Осталось месяцев семь, от силы девять.
«И модель будущего, совсем не потребного, Николай Александрович, трансформируется в реальность настоящего…» Впервые он вот так обратился к себе – в третьем лице, словно на консилиуме у кого-то постороннего. Дайте-ка, коллега, историю болезни…
Так… Бернштейн Николай Александрович, возраст – семьдесят лет, образование – высшее медицинское, член-корреспондент Академии медицинских наук, профессия – психофизиолог… Анамнез… Результаты анализов…
А вот анализов не будет. Что толку? Три дня назад он снялся с учета в поликлинике для научных работников, вчера убрали в архив карточку в районной поликлинике: одним сказал, что будет обращаться к другим, тем – что к этим… Ах, как мало времени осталось, как мало!.. Осталось… «Но ты останься тверд, спокоен и угрюм…» Что ж, твердости хватило сказать самому себе жестокую, не оставляющую надежд правду. Карцинома гепари. Рак печени.
Оперировать бессмысленно, ему это было понятно, – дилетант в онкологии, он все-таки хорошо ощущал уровень реальности в медицине. И когда явственно открылось впереди это пустое, черное ничто, он с непоколебимой решительностью приказал себе: «Ни слова. Никому». Так никто не будет знать. Скажи – начнут охать, соболезновать, заботиться, мешать… Они никогда не поймут, что чем меньше времени, тем отчаяннее надо вступить с ним в гонку. Успеть.
А природу не перехитришь, умирать от чего-то все равно придется, и, значит, выпал такой билет... Оперируй не оперируй эту гадость… Не надо о ней думать… Вычистить из сознания. Вычистить!.. Гнусно она давит в правом подреберье… Карцинома гепари…
Год назад, когда стало ясно, ч т о выводит его на последние шаги, он позвал к себе всех, кто был ему дорог и близок по духу. Они пришли, такие молодые рядом с ним... молодые, возбужденные весной, физиологи, математики, психологи, конструкторы, и маститые, чьи имена делали честь престижным журналам и издательствам, где печатались их работы, и еще только начинающие, не осознавшие до конца своего таланта, видного ему, слегка робевшие при виде «ученых мужей».

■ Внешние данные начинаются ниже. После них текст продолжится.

PR #420, opened 2019-02-25
column_names

### LINKED ISSUE #419: All queries should declare a column_names prop, and this should be enforced
Many queries now declare the columns they are expected to return via the `column_names` property, but this should be universally the case, and should be enforced, rather than relying on running `head(0)` to get Postgres to infer the column names.

Helpful in a small way for #390 and #391.

greenape:
Closes #419 

### I have:

### Description

This adds a `column_names` property to those query types which had been missing it up until now, and mandates that classes inheriting from `Query` implement one. I've also turned the two `FeatureCollection` classes into functions, because there was nothing in them to warrant being classes really.

### DIFF
--- a/flowmachine/flowmachine/core/custom_query.py
+++ b/flowmachine/flowmachine/core/custom_query.py
@@ -55,5 +55,8 @@ class CustomQuery(Query):
 
     def __getstate__(self):
         state = super().__getstate__()
-        del state["_column_names"]
+        try:
+            del state["_column_names"]
+        except KeyError:
+            pass
         return state
--- a/flowmachine/flowmachine/core/custom_query.py
+++ b/flowmachine/flowmachine/core/custom_query.py
@@ -7,6 +7,8 @@
 Simple utility class that allows the user to define their
 own custom query via a python string.
 """
+from typing import List
+
 from .utils import pretty_sql
 from .query import Query
 
@@ -20,11 +22,13 @@ class CustomQuery(Query):
     ----------
     sql : str
         An sql query string
+    column_names : list of str
+        The column names to return
     
     Examples
     --------
 
-    >>> CQ = CustomQuery('SELECT * FROM events.calls')
+    >>> CQ = CustomQuery('SELECT * FROM events.calls', ["msisdn"])
     >>> CQ.head()
 
 
@@ -33,13 +37,18 @@ class CustomQuery(Query):
     .table.Table for an equivalent that deals with simple table access
     """
 
-    def __init__(self, sql):
+    def __init__(self, sql: str, column_names: List[str]):
         """
 
         """
 
         self.sql = pretty_sql(sql)
+        self._column_names = column_names
         super().__init__()
+
+    @property
+    def column_names(self) -> List[str]:
+        return self._column_names
 
     def _make_query(self):
         return self.sql
--- a/flowmachine/flowmachine/core/custom_query.py
+++ b/flowmachine/flowmachine/core/custom_query.py
@@ -7,7 +7,7 @@
 Simple utility class that allows the user to define their
 own custom query via a python string.
 """
-from typing import List
+from typing import List, Set, Union
 
 from .utils import pretty_sql
 from .query import Query
@@ -22,7 +22,7 @@ class CustomQuery(Query):
     ----------
     sql : str
         An sql query string
-    column_names : list of str
+    column_names : list of str or set of str
         The column names to return
     
     Examples
@@ -37,13 +37,12 @@ class CustomQuery(Query):
     .table.Table for an equivalent that deals with simple table access
     """
 
-    def __init__(self, sql: str, column_names: List[str]):
-        """
-
-        """
-
+    def __init__(self, sql: str, column_names: Union[List[str], Set[str]]):
         self.sql = pretty_sql(sql)
-        self._column_names = column_names
+        seen = {}  # Dedupe the column names but preserve order
+        self._column_names = [
+            seen.setdefault(x, x) for x in column_names if x not in seen
+        ]
         super().__init__()
 
     @property
@@ -52,11 +51,3 @@ class CustomQuery(Query):
 
     def _make_query(self):
         return self.sql
-
-    def __getstate__(self):
-        state = super().__getstate__()
-        try:
-            del state["_column_names"]
-        except KeyError:
-            pass
-        return state
--- a/flowmachine/flowmachine/core/custom_query.py
+++ b/flowmachine/flowmachine/core/custom_query.py
@@ -52,3 +52,8 @@ class CustomQuery(Query):
 
     def _make_query(self):
         return self.sql
+
+    def __getstate__(self):
+        state = super().__getstate__()
+        del state["_column_names"]
+        return state
--- a/flowmachine/flowmachine/core/query.py
+++ b/flowmachine/flowmachine/core/query.py
@@ -449,7 +449,7 @@ class Query(metaclass=ABCMeta):
             return []
 
         Q = f"""EXPLAIN (ANALYZE TRUE, TIMING FALSE, FORMAT JSON) CREATE TABLE {full_name} AS 
-            ({self._make_query() if force else self.get_query()})"""
+            (SELECT {", ".join(self.column_names)} FROM ({self._make_query() if force else self.get_query()}) _)"""
         queries.append(Q)
         for ix in self.index_cols:
             queries.append(
--- a/flowmachine/flowmachine/core/query.py
+++ b/flowmachine/flowmachine/core/query.py
@@ -255,6 +255,7 @@ class Query(metaclass=ABCMeta):
         return self.get_dataframe_async().result()
 
     @property
+    @abstractmethod
     def column_names(self) -> List[str]:
         """
         Returns the column names.
--- a/flowmachine/flowmachine/core/query.py
+++ b/flowmachine/flowmachine/core/query.py
@@ -226,15 +226,13 @@ class Query(metaclass=ABCMeta):
                 try:
                     return self._df.copy()
                 except AttributeError:
-                    qur = f"SELECT {', '.join(self.column_names)} FROM ({self.get_query()}) _"
+                    qur = f"SELECT {self.column_names_as_string_list} FROM ({self.get_query()}) _"
                     with self.connection.engine.begin():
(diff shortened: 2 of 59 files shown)


flowmachine/flowmachine/core/custom_query.py
```diff
@@ -33,13 +37,26 @@ class CustomQuery(Query):
...
         super().__init__()
 
+    @property
+    def column_names(self) -> List[str]:
+        return self._column_names
+
     def _make_query(self):
         return self.sql
+
+    def __getstate__(self):
```
maxalbert: I'm not sure I understand what's going on in this method. First of all, why would it try to delete the attribute `_column_names`? Is this not essential to determine this query? Secondly, why would the `del` line ever fail, since this query does have an attribute called `self._column_names`? Would be good to explain these things in a docstring or comment.

flowmachine/flowmachine/features/utilities/feature_collection.py
```diff
@@ -3,13 +3,13 @@
...
-Class definition for FeatureCollection, this is a group of
+Class definition for feature_collection, this is a group of
 joined features.
 """
-from ...core import Query
+from flowmachine.core.join import Join
 
 
-class FeatureCollection(Query):
+def feature_collection(metrics, dropna=True) -> Join:
```
maxalbert: Mainly out of interest (certainly not against this): what made it necessary / desirable to turn `feature_collection` into a function rather than leaving it as a class?

flowmachine/flowmachine/core/query.py
```diff
@@ -227,13 +226,15 @@ def do_get():
                 try:
                     return self._df.copy()
                 except AttributeError:
-                    qur = self.get_query()
+                    qur = f"SELECT {', '.join(self.column_names)} FROM ({self.get_query()}) _"
```
maxalbert: Looks like we're doing `', '.join(self.column_names)` a lot, typically inside f-strings. How about adding a convenience property `self.column_names_text` or `self.column_names_str` to wrap this up and make it more readable?

flowmachine/flowmachine/features/spatial/distance_matrix.py
```diff
@@ -71,6 +73,25 @@ def __init__(self, level="versioned-cell", date=None, return_geometry=False):
...
+
+        try:
+            cols.remove("lat")
+            cols.remove("lon")
+        except ValueError:
+            pass  # Nothing to remove
+
+        col_names = [f"{c}_from" for c in cols]
+        col_names += [f"{c}_to" for c in cols]
+        col_names += [f"{c}_from" for c in ("lon", "lat")]
```
maxalbert: Just to check: the lon/lat columns may be missing from the columns (depending on the value of `self.level`), but here we are adding them unconditionally. Is this intentional?

flowmachine/flowmachine/features/spatial/location_cluster.py
```diff
@@ -187,6 +188,13 @@ def __init__(
 
         super().__init__()
 
+    @property
+    def column_names(self) -> List[str]:
+        if self.aggregate:
```
maxalbert: Not relevant to this PR, rather a note to self: the name `self.aggregate` is confusing because it doesn't indicate whether it's a boolean or some sort of object representing an aggregate. Would be useful to rename this for clarity (or rather, we probably shouldn't be doing the aggregation inside this class in the first place.)

flowmachine/flowmachine/features/spatial/versioned_infrastructure.py
```diff
@@ -58,25 +62,25 @@ def __init__(self, table="sites", date=None):
...
 
-        self.table = table
+        self.table = Table(schema="infrastructure", name=table)
         self.date = date
 
         super().__init__()
 
+    @property
+    def column_names(self) -> List[str]:
+        return self.table_name.column_names
```
maxalbert: Should this be `self.table.column_names`?

flowmachine/flowmachine/features/subscriber/distance_counterparts.py
```diff
@@ -120,6 +121,10 @@ def __init__(
 
         super().__init__()
 
+    @property
+    def column_names(self) -> List[str]:
+        return ["subscriber", f"distance_{self.statistic}"]
```
maxalbert: Another note to self: we should work towards removing these types of column names that depend on the parameter name. It would simplify a lot of code if the second column here (and in other classes) was simply named `value`. It would also make the life of the caller much easier because they don't need a case distinction in their code to consume the resulting table. (After all, they should _know_ which statistic they requested.)

flowmachine/flowmachine/features/utilities/feature_collection.py
```diff
@@ -82,53 +82,50 @@ class FeatureCollection(Query):
...
+    See Also
+    --------
+    feature_collection
+    """
+
+    metrics = [c(*args, **kwargs) for c in classes]
+    return feature_collection(metrics, dropna=dropna)
+
+
+# Private method that joins multiple queries together
```
maxalbert: s/method/function/`?

Also, not sure if name mangling is any issue here but maybe replace the leading double-underscore with a single one?

flowmachine/flowmachine/features/utilities/subscriber_locations.py
```diff
@@ -79,7 +80,7 @@ def _make_query(self):
         return sql
 
 
-class BaseLocation(Query):
+class BaseLocation(Query, metaclass=ABCMeta):
```
maxalbert: What's the point in making this an abstract base class if it doesn't contain any abstract methods?

flowmachine/tests/functional_tests/conftest.py
```diff
@@ -1,31 +1,9 @@
...
-    con = flowmachine.connect()
-    yield con
-    reset_cache(con)
-    con.engine.dispose()  # Close the connection
-    Query.redis.flushdb()  # Empty the redis
-    del Query.connection  # Ensure we recreate everything at next use
-
-
-@pytest.fixture
-def get_dataframe(flowmachine_connect):
```
maxalbert: I assume these can be removed because they already exist in `conftest.py` in the parent directory? Good catch!

flowmachine/flowmachine/features/utilities/feature_collection.py
greenape: It really just wraps a bunch of calls to Join, and doesn’t really have any relevant state of its own that means it _needs_ to be a class, is my thinking here.

flowmachine/flowmachine/features/spatial/location_cluster.py
greenape: This class needs a refactor, and probably splitting into at least three I think.

flowmachine/flowmachine/features/utilities/feature_collection.py
maxalbert: Makes sense. I just saw that because of the conversion the `Returns` section is missing in the docstring. Can we add this please?

flowmachine/flowmachine/features/utilities/subscriber_locations.py
greenape: Because it doesn’t define a column_names prop. But, looking at it again there’s no real reason for it to inherit from Query - could just be used as a mixin.

flowmachine/flowmachine/features/spatial/distance_matrix.py
greenape: lon & lat will always be in the cols returned by `get_columns_for_level` because the only permitted levels include them. This slightly odd dance is to make sure the list returned is in the right order.

This is another class that could use a refactor really - aside from anything else, much of the logic could be replaced by passing in a `VersionedInfrastructure` query.

flowmachine/flowmachine/core/custom_query.py
```diff
@@ -33,13 +37,17 @@ class CustomQuery(Query):
...
-    def __init__(self, sql):
-        """
-
-        """
-
+    def __init__(self, sql: str, column_names: Union[List[str], Set[str]]):
         self.sql = pretty_sql(sql)
+        seen = {}  # Dedupe the column names but preserve order
+        self._column_names = [
+            seen.setdefault(x, x) for x in column_names if x not in seen
```
maxalbert: Crikey, that's a lot of cheeky abuse of functionality in a single line... 😂

maxalbert: No strong opinion, but I feel this sort of thing is often useful in a helper function - partly for reuse but mostly for readability. I like how marshmallow collects a few useful ones in their [utils module](), for example `is_iterable_but_not_string ()`. Naming this `dedupe_list_while_preserving_order()` would both eliminate the comment and allow the reader to not have to worry about the implementation. But again, no strong opinion if you want to keep this inline here.

flowmachine/flowmachine/core/query.py
```diff
@@ -265,11 +265,18 @@ def column_names(self) -> List[str]:
...
-        except AttributeError:
-            self._cols = self.head(0).columns.tolist()
-            return list(self._cols)
+        pass
+
+    @property
+    def column_names_as_string_list(self) -> str:
+        """
+        Get the column names as a comma separated list
+        Returns
```
maxalbert: Blank line before Returns (but not after `str` below)?

flowmachine/flowmachine/features/spatial/distance_matrix.py
maxalbert: So why do we need the try/except statement if `cols` (obtained from `get_columns_for_level`) will always contain `lat` and `lon`? Under what conditions can the ValueError actually occur?

greenape: Hah. Good point.

flowmachine/tests/conftest.py
```diff
@@ -162,7 +162,8 @@ def clean_env(monkeypatch):
 @pytest.fixture
 def get_dataframe(flowmachine_connect):
     yield lambda query: pd.read_sql_query(
-        query.get_query(), con=flowmachine_connect.engine
+        f"SELECT {', '.join(query.column_names)} FROM ({query.get_query()}) _",
```
maxalbert:
```suggestion
        f"SELECT {query.column_names_as_string_list} FROM ({query.get_query()}) _",
```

Он сказал им: «Все мы смертны, и надо сделать так, чтобы, если кто-то выйдет из строя, д е л о не остановилось, не оголился участок, чтобы каждый смог продолжить работу другого». Они зашумели – он знал, что так будет, – кто-то крикнул: «К чему такой пессимизм?»
А он спокойно, только чуть медленнее обычного, ответил: «Я старше вас всех. И я видел, как умирают молодые и как с ними умирали удивительные прозрения, которых нам уже не обрести. Простите за слегка высокопарный тон, но он лучше всего выразит то, что мне хочется сказать: надо, чтобы наше дело несли руки друзей, – когда это знаешь, все остальное ерунда». Это утихомирило, началось деловитое обсуждение, и он был очень доволен, что ни единым словом, ни единым движеньем не открыл своего беспокойства, своей боли.
Никто не стал уверять, что он выглядит молодцом…
Давит, проклятая… Все уже привыкли к его словам: «Извините, у меня нет времени», которыми он отклонял попытки вытащить его на концерт или премьеру. Только бы не сбавить темпа, только бы… Чем острее тянуло в правом боку, тем безжалостнее гнал он себя приводить в порядок передуманное и написанное за сорок лет, – глава к главе выстраивались «Очерки по физиологии движений и физиологии активности».
Завещание. Итог. Но не конец, не финиш, а только взгляд со стороны на огромную проблему, где всем еще долго хватит ворочать, перестраивать, доходить до сути.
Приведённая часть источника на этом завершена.